祝阑表情微微严肃,“你莫要管这些旁的,别多事,好好辅佐景云就行了。”
祝沂:“是,父亲。”
徐子良醒来后,看了看四周,没有人,自己被送回了住处,衣服是干净的,想来是有人替他换过了。
“季大人您醒啦?您喝醉了,李大人给您送回来的。”伺候的人笑着说道。
李大人?啊是李决,糟了!徐子良立刻站了起来,完了,李决不会秋后算账吧?
可是他等了几天,也没等到人来找他算账,于是终于他不用躲着李决走路了。
宴会后,重要的将领都留在了里州,谢景云便成日议事,一时间整个人又忙起来,每次议事季修宁都在,谢景云和他的亲信们对季修宁都极为尊重,有许多不知其身份的人都会私下打探其身份。
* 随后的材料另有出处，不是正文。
PR #3831, opened 2026-06-22
BF16 gptoss tuning

azaidy:


op_tests/op_benchmarks/triton/bench_gemm_a16w16.py
```diff
@@ -46,25 +47,26 @@ def bench_gemm_fn(
     mem_write = (M * N) * x.element_size()
     mem = mem_read + mem_write
 
+    bench_fn = triton.testing.do_bench_cudagraph if cudagraph else triton.testing.do_bench
```
brunomazzottiamd: Ali, can you please educated me on the difference between original `do_bench` and `do_bench_cudagraph`? When should I use `do_bench_cudagraph`?

aiter/ops/triton/_gluon_kernels/gfx1250/gemm/basic/gemm_a16w16.py
```diff
@@ -53,9 +53,12 @@ def create_shared_layouts(
 
 
 def create_wmma_layouts(num_warps):
-    warp_bases = [(0, 1)]
-    for i in range(int(math.log2(num_warps // 2))):
-        warp_bases.append((1 << i, 0))
+    warp_bases = []
```
brunomazzottiamd, line 56: As far as I can see, the old and new versions of `create_wmma_layouts` are equivalent. So far so good.

However, something caught my attention:
 
* `log2` is only defined for positive numbers.
* `log2(1)` is zero and this will produce an empty list. Is it safe to return an empty list here?

Should we `assert num_warps > 0` or `assert num_warps > 1`?

brunomazzottiamd (dismissed):
LGTM!

vgokhale (approved):

op_tests/op_benchmarks/triton/bench_gemm_a16w16.py
vgokhale: The cudagraph version does graph capture and will run the kernels b2b

PR #4464, opened 2026-07-30
 [opus_moe] production A8W4 MoE stage1 kernels

yifehuan:
## Motivation

Deliver the production A8W4 (a8w4) MoE Stage1 Opus kernel family for DSV4 on
gfx950, closing the remaining gap against FlyDSL and giving the fused MoE path
a fully tuned, self-contained Stage1 that needs no model prepacking or
alternate weight layout. Also lands the Stage2 sort-block/scale-selection
tuning and a tuner timeout fix that this work depended on.

## Technical Details

**Stage1 kernels & scheduling** (`csrc/opus_moe/.../stage1/*`, `moe_stage1_a8w4.py`,
`gen_instances.py`, `fused_moe.py`):
- Generated `group_split` / `pair_kwave` / `pipeline` A8W4 Stage1 kernels with
  production dispatch rows for DSV4 — FlyDSL is selected for tokens 4–256 where
  it wins, Opus elsewhere.
- Token-dependent weight-access levers chosen per token by the tuner:
  stream (SLC/non-temporal) vs L2-cache weight loads when tokens/expert
  <= block_m, and XCD-swizzle M-major tile remap when weight is reused across
  M-tiles/expert. Measured stage1: stream @512 −13.7%, @1024 −9.4%; xcd @16384 −22%.
- Original-layout logical K-loop swizzling, route-affinity / M-fragment-major /
  K1-lead large-token schedules, native scaled-FP8 conversion, exact scale/output
  indexing, empty-fragment suppression, and a two-wave bm32 stream-K8 kernel for
  token 512. All data movement stays inside the kernel.

**Correctness & safety:**
- silu with `swiglu_limit=10` clamp (FlyDSL `silu_and_mul_fq` parity).
- Byte extents passed to `make_gmem` so the HW OOB bounds check stays active
  (the 4GB sentinel would otherwise disable it → OOB device-memory access).

**Accuracy:**
- gsm8k recovery on the `group_split` path (~0.90 → ~0.95) with no perf regression,
  by re-enabling LLVM's post-RA machine scheduler for `module_moe_opus` via
  `optCompilerConfig.json` (`-mllvm -enable-post-misched=1`; `core.py` untouched).
  post-misched only reorders issue/waitcnt (IEEE-preserving), so Stage1 output is
  bit-identical — the gain is a serving-trajectory basin shift, not a numerical change.

**Stage2 tuning** (`moe_stage2_a8w4_*`, `opus_moe_*_stage2_a8w4_*_gfx950.cuh`):
- Sort-block-aware Stage2 metadata/dispatch for the tuned A8W4 kernels; selects the
  correct packed MXFP8 scale half for BM16 routes; Opus tuner cases now use real
  MXFP8 values and sorted scales so the path is exercised during correctness checks.

**Tuner** (`mp_tuner.py`, `gemm_moe_tune.py`):
- Exclude queued time from the per-task timeout; reproducible routing-seed and
  kernel-regex controls.

## Test Plan

- Fused MoE correctness sweep across tokens 1–32768 for both randn and balanced
  routing on DSV4 A8W4.
- Strict fused large-token runs to confirm the expected kernels are selected
  without fallback/assertion/NaN.
- GPT-OSS A8W4 Swiglu BM16 path for the Stage2 changes.

## Test Result

- Stage1: 352/352 rows pass, max err 0.010294 (randn) / 0.012811 (balanced);
  large-token runs select expected kernels with no fallback, assertion, or NaN.
- Stage2 (GPT-OSS A8W4 Swiglu BM16): Stage1 cosine diff 0.004875, Stage2 cosine
  diff 0.000974.
image

## Submission Checklist


zufayu:
## Review: PR #4464 — [opus_moe] production A8W4 MoE stage1 kernels

**Adds 22 gfx950 A8W4 (fp8-act / fp4-weight) MoE stage1 kernels for DSV4, wires them into `fused_moe` dispatch (internal only — no public signature change), and lands stage2 sort-block tuning plus a tuner timeout fix.**

⚠️ **NEEDS WORK** — solid PR overall: full host-side validation, hard-asserts on unknown kid/shape (no silent fallthrough), correct opus1+opus2 wiring, fake fn present, contiguous inputs. No correctness-level bug found in the diff. Findings are one CI red-light on the target arch, a coverage gap, and a few hygiene/governance items.

🔴 **CI red on the target arch.** `Standard Tests (1 GPU) (linux-aiter-mi35x-1, MI35X, shard 7)` fails while every other shard, MI300X, OPUS Tests, and the accuracy suites pass. MI35X is gfx950 — the exact arch this PR ships kernels for — so this can't be treated as a flake. **Author must** post the failing step and diff it against `main` before merge.

⚠️ **The new opus stage1 kernels are not actually exercised by CI — but no new test file is needed.** `op_tests/test_moe_2stage.py` already covers the a8w4 fused_moe path against a torch reference (`checkAllclose` + assert, gfx950-gated, a8w4 case). However `aiter_test.sh` runs it as `python3 test_moe_2stage.py` at the default shape `(7168, 256)`, while opus stage1 is CSV-driven and only selected on the `(7168, 384)` rows — so these kernels run zero times in Standard Tests. **Author should** reuse the existing harness: add the DSV4 opus shape `(7168, 384)` + tokens to the default shape list, or run its model-csv mode over `dsv4_fp8fp4_tuned_fmoe.csv` (it already recognizes opus kernels). **Reviewer should** confirm whether any `ci:atom` model runs DSV4 a8w4-fp4 with this CSV; if not, coverage is nil.

⚠️ **`develop=True` on a production op.** `aiter/ops/opus/moe_stage1_a8w4.py` decorates the stage1 op with `@compile_ops(..., develop=True)`, which bypasses the JIT cache and contradicts the "production" framing. **Author must** remove it before shipping.

⚠️ **`make_gmem` byte extents are `uint32`.** In `opus_moe_host_impl.cuh` the `*_size_bytes` fields are `unsigned int` set from `size(0)*stride(0)`. The shipped DSV4 shape (w1 ≈ 0.7 GB) is safe, but any weight tensor ≥ 4 GB wraps, handing the HW bounds check a too-small extent → valid weight loads flagged OOB → silent wrong output. **Author must** widen to `uint64`/`size_t`, or add an explicit `AITER_CHECK(byte_size < 4 GiB)` so an oversized tensor fails loudly instead of silently.

⚠️ **`stage2_has_bias` now also true for `is_cktile2` (`fused_moe.py`).** This is the only change here touching a non-opus path (`stage2_has_bias = enable_bias and (is_flydsl2 or is_cktile2)`, was `is_flydsl2` only) — a cktile2 stage2 bias-behavior change bundled into a stage1 PR. **Reviewer should ask** that it is intentional and covered by the GPT-OSS A8W4 Swiglu BM16 stage2 test.

📝 **Stage2 decode LDS-staging threshold dropped 160 KB → 64 KB** (`opus_moe_traits_stage2_a8w4_decode_gfx950.cuh`), changing occupancy for already-shipped decode kernels not in the perf table. **Reviewer should ask** for a no-regression confirm on previously-tuned decode shapes.

📝 **`fused_moe.py` is a Tier-2 downstream contract.** This changes its default dispatch behavior (not its signature). On top of `ci:atom`, **@-mention the de-facto MoE owner (@valarLip)** for explicit sign-off rather than self-merging.

yifehuan:
CI

  > Fixed in c8147065. The failure was caused by the runtime swiglu_limit not reaching Opus Stage1. The latest MI35X shard-7 CI is green.

  CI coverage

  > test_moe_2stage.py already scans the merged tuned CSV by default; it is not limited to (7168, 256). The CSV filter has been extended to include opus_moe1_ rows, and all 9 production Opus Stage1 selections (tokens 1–32768)
  > pass strict accuracy checks.

  develop=True

  > In the current compile_ops implementation, develop=True does not bypass the JIT cache. It converts torch.Tensor to aiter_tensor_t and propagates the current HIP stream after module loading. It is required by the Opus ABI and
  > should remain.

  4 GiB extent

  > Added an explicit < UINT32_MAX host check before converting byte extents. Oversized tensors now fail before kernel launch. Widening only the karg would not help because make_gmem itself uses a 32-bit hardware extent. The
  > supported DSV4 W1 is about 1.06 GB.

  CKTile2 Stage2 bias

  > This is intentional and only affects CKTile2 Stage2 when bias is enabled; behavior is unchanged when bias is absent. It is covered by the GPT-OSS A8W4 SwiGLU validation and the full fused strict regression.


> ## Review: PR #4464 — [opus_moe] production A8W4 MoE stage1 kernels
> **Adds 22 gfx950 A8W4 (fp8-act / fp4-weight) MoE stage1 kernels for DSV4, wires them into `fused_moe` dispatch (internal only — no public signature change), and lands stage2 sort-block tuning plus a tuner timeout fix.**
> 
> ⚠️ **NEEDS WORK** — solid PR overall: full host-side validation, hard-asserts on unknown kid/shape (no silent fallthrough), correct opus1+opus2 wiring, fake fn present, contiguous inputs. No correctness-level bug found in the diff. Findings are one CI red-light on the target arch, a coverage gap, and a few hygiene/governance items.
> 
> 🔴 **CI red on the target arch.** `Standard Tests (1 GPU) (linux-aiter-mi35x-1, MI35X, shard 7)` fails while every other shard, MI300X, OPUS Tests, and the accuracy suites pass. MI35X is gfx950 — the exact arch this PR ships kernels for — so this can't be treated as a flake. **Author must** post the failing step and diff it against `main` before merge.
> 
> ⚠️ **The new opus stage1 kernels are not actually exercised by CI — but no new test file is needed.** `op_tests/test_moe_2stage.py` already covers the a8w4 fused_moe path against a torch reference (`checkAllclose` + assert, gfx950-gated, a8w4 case). However `aiter_test.sh` runs it as `python3 test_moe_2stage.py` at the default shape `(7168, 256)`, while opus stage1 is CSV-driven and only selected on the `(7168, 384)` rows — so these kernels run zero times in Standard Tests. **Author should** reuse the existing harness: add the DSV4 opus shape `(7168, 384)` + tokens to the default shape list, or run its model-csv mode over `dsv4_fp8fp4_tuned_fmoe.csv` (it already recognizes opus kernels). **Reviewer should** confirm whether any `ci:atom` model runs DSV4 a8w4-fp4 with this CSV; if not, coverage is nil.
> 
> ⚠️ **`develop=True` on a production op.** `aiter/ops/opus/moe_stage1_a8w4.py` decorates the stage1 op with `@compile_ops(..., develop=True)`, which bypasses the JIT cache and contradicts the "production" framing. **Author must** remove it before shipping.
> 
> ⚠️ **`make_gmem` byte extents are `uint32`.** In `opus_moe_host_impl.cuh` the `*_size_bytes` fields are `unsigned int` set from `size(0)*stride(0)`. The shipped DSV4 shape (w1 ≈ 0.7 GB) is safe, but any weight tensor ≥ 4 GB wraps, handing the HW bounds check a too-small extent → valid weight loads flagged OOB → silent wrong output. **Author must** widen to `uint64`/`size_t`, or add an explicit `AITER_CHECK(byte_size < 4 GiB)` so an oversized tensor fails loudly instead of silently.
> 
> ⚠️ **`stage2_has_bias` now also true for `is_cktile2` (`fused_moe.py`).** This is the only change here touching a non-opus path (`stage2_has_bias = enable_bias and (is_flydsl2 or is_cktile2)`, was `is_flydsl2` only) — a cktile2 stage2 bias-behavior change bundled into a stage1 PR. **Reviewer should ask** that it is intentional and covered by the GPT-OSS A8W4 Swiglu BM16 stage2 test.
> 
> 📝 **Stage2 decode LDS-staging threshold dropped 160 KB → 64 KB** (`opus_moe_traits_stage2_a8w4_decode_gfx950.cuh`), changing occupancy for already-shipped decode kernels not in the perf table. **Reviewer should ask** for a no-regression confirm on previously-tuned decode shapes.
> 
> 📝 **`fused_moe.py` is a Tier-2 downstream contract.** This changes its default dispatch behavior (not its signature). On top of `ci:atom`, **@-mention the de-facto MoE owner (@valarLip)** for explicit sign-off rather than self-merging.

junhaha666 (approved):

“您说季先生啊?那是从幽州就跟着咱们将军的,是军中的参谋。后来一路跟着将军,从并州到里州,给咱将军出谋划策”说话的人指了指自己的头,“智商高着呢!”
打探的人呵呵的赔笑,“谢谢小哥。”
“您说季先生?季先生厉害着呢,你听说在咱们将军在并州大败胡人了吗,咱们的训练选拔,兵器制造,都离不开季先生出谋划策,你别看季先生为人清冷不爱说话,议事时候每句话都有用得很,以后你就知道了....”
“季先生?季先生你不知道,和咱们将军那可是生死之交,听说在并州战场将军昏迷生死不知,幸亏季先生找来了祝老将军援军,将军在得救,这也是我听别人说的,你别出去瞎说啊!”
......
问了一圈,大部分都是这样的答案,看来季先生在军中确实深得人心。
整顿几日,大军终于出发,所有人都严阵以待,谢家军气势恢宏,谢字帅旗在空中飘扬,红色的旗帜就像是大家的热血一般,帅旗不倒,热血不尽。
季修宁坐在马车里,李决在马车外问,“主人,路程颠簸,要不我再给您拿些毯子?”
季修宁捂着嘴咳,“无碍,过会就好了。”
李决正想回话,就看见谢将军驾着马来了,“修宁,出来透透气,我让大军原地整修了。”
季修宁探出头,谢景云一把拉住他,带他坐上了自己的坐骑,“驾!”
小溪边,谢景云拿着树枝在地上乱划,季修宁静静地坐着,看着小溪对面。
“这几日有些降温,你多穿点,修宁。”
“好。”
“你最近都没怎么来找我,我都好久没......”
“要见到温久卿了,这次所有谜团该解开了吧。”
谢景云闻言,想起了那封信。
“不管是什么旧不旧人,我一定不会让他再有活着搅弄局势的机会。”
季修宁望向远方,他总觉得,这一趟,似乎有什么不太对劲,明明就快有一个结局了,他却又开始隐隐不安,或许是想多了吧,他站了起来,“回去吧,别出来太久。”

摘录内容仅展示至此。